PR #384, opened 2024-01-28
Tweak trigger_frame_type field and add it to connection_closed

### LINKED ISSUE #366: Improve connectivity:connection_closed

connectivity:connection_closed:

----------

## Exercise brief
Only these lines should appear in the reply: the one containing "### LINKED ISSUE", the last line of the data, and all lines between them, each copied exactly.

## Written solution
### LINKED ISSUE #366: Improve connectivity:connection_closed

connectivity:connection_closed:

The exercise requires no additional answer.